Steeneveld, Gert-Jan ; Dobrovolschi, Dan ; Paci, Alexandre ; Eiff, Olivier ; Lacaze, Laurent ; Holtslag, A. A. M.

Année de publication
2010

Understanding and forecasting the stable atmospheric boundary layer (SBL) over land is a challenge for already several decades. Generally, the SBL covers two different regimes. The first regime is the weakly SBL, characterised by well defined wind driven turbulence. The second regime covers the very SBL with weak turbulence, and then additional processes become relevant, such as meandering motions, gravity waves, drainage flows, intermittent turbulence and radiation divergence. Especially in this regime this complexity limits the understanding of the SBL and its representation in numerical weather prediction, climate models and air pollution models. For calm conditions, these models typically overestimate near surface temperature and wind speed, with adverse effects for understanding polar climate and end users in agriculture, transportation, and air quality assessment. To improve our understanding of the SBL, we study SBL turbulence in the CNRM-GAME stratified water flume in Toulouse. This unique facility, particularly well suited for stratified flow and BL studies, provides novel laboratory observations that extend earlier efforts of field observations and wind tunnel studies. Among other things, laboratory observations have the advantage of statistical robustness due to repeatability of the experiment and provide access to an extensive set of data.

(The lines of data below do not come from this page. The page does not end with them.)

PR #8725, opened 2026-09-03
Compute shadow from the PR author and thread it to the reviewer

jeanschmidt:
* #8729
* #8728
* #8727
* #8726
* __->__ #8725
* #8724
* #8723
* #8722

**Impact:** every state row the scan and the reviewer write now carries a real shadow value; nothing reads it yet
**Risk:** medium

## What
`cohort.is_shadow` answers, from a PR's author, whether that PR's evaluation carries
authority. The scan resolves it once per PR off the author it already has, and threads the
same answer to every consumer: the reviewer workflow gets it as a `shadow` dispatch input,
the dispatch marker row and the `REVERTED` row are stamped with it, and `greenlight verdict`
takes it as a `--shadow` flag. Nothing acts on the value yet — no approval is withheld, no
row is hidden.

This also fixes `--allow-untrusted-author`. It waived the target-author *lookup*, not just
the refusal.

## Why
Shadow has to be one answer, decided in one place, or the parts disagree. The workflow input
that will withhold the approval, the row the merge gate will read, and the marker the scan
writes all describe the same PR; deriving each independently means a lookup that fails in one
place and succeeds in another produces a PR that is approved and hidden, or unapproved and
rendered. The scan already knows every listed PR's author, so resolving it there costs
nothing and gives every downstream step the same value.

`is_shadow(None)` is `True`. Under uncertainty the safe answer is to withhold: getting it
wrong costs an approval that a rescan will produce anyway, whereas defaulting the other way
would let a failed author lookup authorize a merge on behalf of someone greenlight could not
name.

The marker path is the deliberate exception — it takes the requested value verbatim and never
looks the author up. Both jobs that write markers mint the App token with `continue-on-error`,
so a lookup there can fail, and a fail-closed derivation would hide a trusted author's
in-flight marker from the merge gate: a fifteen-minute wait, then a denial.

The workflow's shadow wiring is four separate shell bodies with nothing linking them, and
`--shadow` is a bare flag, so a forgotten one is silently `false` — the one wrong default,
since it both renders the row and permits the approval. A new sync test is that link: it pins
the call sites, the per-job validation step, and the literals the validator branches on
against what the dispatcher actually sends.

# Notes
`--allow-untrusted-author` is the reason this commit exists rather than following the one that
acts on shadow. The flag used to skip the author lookup entirely, leaving the author `None` —
which resolves to shadow. Once a shadow `LAND` starts dismissing greenlight's prior approval,
pointing that local flag at a *trusted* author's PR would have revoked a live production
approval. The lookup is unconditional now: the flag waives only the refusal, so it can no
longer change which cohort a PR is in.


.github/workflows/greenlight-pr-review.yml
```diff
@@ -549,9 +573,26 @@ jobs:
       PR_NUMBER: ${{ github.event.inputs.pr_number }}
       HEAD_SHA: ${{ github.event.inputs.head_sha }}
       EVAL_HASH: ${{ github.event.inputs.eval_hash }}
+      SHADOW: ${{ github.event.inputs.shadow }}
       RUN_URL: ${{ github.server_url }}/${{ github.repository }}/actions/runs/${{ github.run_id }}
       RUN_ID: ${{ github.run_id }}
     steps:
+      - name: Validate shadow input
```
huydhn, line 580: Why do we need to validate shadow input multiple times here? Would doing it in `announce_start` suffice?

.github/workflows/greenlight-pr-review.yml
```diff
@@ -36,6 +36,11 @@ on:
         description: "Land-guard fingerprint of the evaluated inputs"
         required: true
         type: string
+      shadow:
+        description: "Record the verdict without approving the PR or rendering it in Dr. CI"
+        required: false
+        default: false
```
huydhn, line 42: Should this be default to true? `is_shadow` is returning `return not is_trusted(login)` for all users here except trusted ones

greenlight/src/greenlight/cohort.py
```diff
@@ -31,3 +33,13 @@
 
 def is_trusted(login: str | None) -> bool:
     return login is not None and login.lower() in _TRUSTED_LOWER
+
+
+def is_shadow(login: str | None) -> bool:
```
huydhn, line 38: I'm not sure if it's a good idea to have both this `is_shadow` here and the one `greenlight/src/greenlight/review.py`, same name?. Also, this `is_shadow` function feels very thin, why not just use `not is_trusted` instead?

huydhn: Ah, I think I get it now, you want this to be fed into `is_shadow: Callable[[int], bool]`, make sense then to have this thin wrapper. It's just that there are too many `is_shadow` around which is a bit confusing.

The other way to write this is to pass a lambda I guess

huydhn (approved):
Look ok, but there are 2 `is_shadow` thin wrapper around, one for PR number (int) and the other for author (string), so it's easy to mistake them. I would suggest make the function clearer

.github/workflows/greenlight-pr-review.yml
jeanschmidt: record` runs under `if: always()`, so it can't depend on anything `announce_start` produced. If `announce_start` fails, reading its output gives an empty string — and empty parses as "not shadow", which is the single worst wrong answer: the PR gets recorded as authoritative and Dr. CI renders it.

.github/workflows/greenlight-pr-review.yml
jeanschmidt: The main reason is that during the deployment window (where lambda is not live yet, but this stack have been merged) defaulting to true would make the current included in the experiment status track to be lost (the verdict recomputes and don't trust on this one)

greenlight/src/greenlight/cohort.py
jeanschmidt: fair, I'll rename it

PR #8726, opened 2026-09-03
Withhold approval and dismiss for shadow verdicts

jeanschmidt:
* #8729
* #8728
* #8727
* __->__ #8726
* #8725
* #8724
* #8723
* #8722

**Impact:** GitHub approvals on PRs whose author is outside the trusted set
**Risk:** medium

## What
A shadow `LAND` no longer approves the PR. It emits its row and, instead of approving,
dismisses any prior greenlight approval — the same dismissal the `NO_LAND` path already did,
now shared by both. The verdict path derives shadow from the PR's author it just fetched and
ORs it with the value the caller passed.

## Why
This is the point of shadow mode: evaluate an author's PRs, record the result, and grant no
merge authority for it.

OR rather than AND because the two inputs are derived independently — the scan resolved one
from the listing, the verdict path resolves the other from a fresh fetch. A disagreement
means something is wrong, and the safe reading of "wrong" is to withhold. The row follows the
same OR: stamping it authoritative while the approval was withheld would render a `LAND` in
Dr. CI and offer the merge gate an authorization no review backs.

Dismissing on `LAND` looks redundant and is not. Withholding a new approval does not take back
one the author collected while still trusted, and a live approval is authority whatever the
row says — so the invariant has to be absolute rather than forward-looking: a shadow PR never
carries a live greenlight approval.

# Notes
The reason the dismissal matters this much is the scope of a single greenlight approval.
`pytorch/pytorch`'s `merge_rules.yaml` gives the Greenlight Review Bot rule `patterns: ['*']`,
so one approval from greenlight authorizes a merge of any path in the repo. There is no
narrower blast radius to fall back on if a stale approval survives.

The dismissal is scoped by `bot_login` and only ever touches greenlight's own approvals; a
human reviewer's approval is untouched.


huydhn (approved):
LGTM!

Hence, a 3x3 m2 plate covered with LEGO of Lx=1.57 cm and Ly=3.57 cm, (roughness length = 0.0014 m, and roughness density =0.250, index of frontal area = 0.125) was towed at different velocities through the tank of 22 x 3 x 1.6 m. In this way we were able to achieve an SBL of ~10 cm with bulk Richardson numbers in the range between 0.05 and 0.25, and turbulence with a well-behaved inertial subrange. We focus on the estimation of the non-dimensional velocity and density profiles, on higher order turbulent statistics (important for plume dispersion), as well as on the turbulence spectral behaviour. Finally, we aim to quantify the transition from weakly to very stable boundary layer, and the transition from a turbulent to laminar boundary layer in terms of non-dimensional quantities.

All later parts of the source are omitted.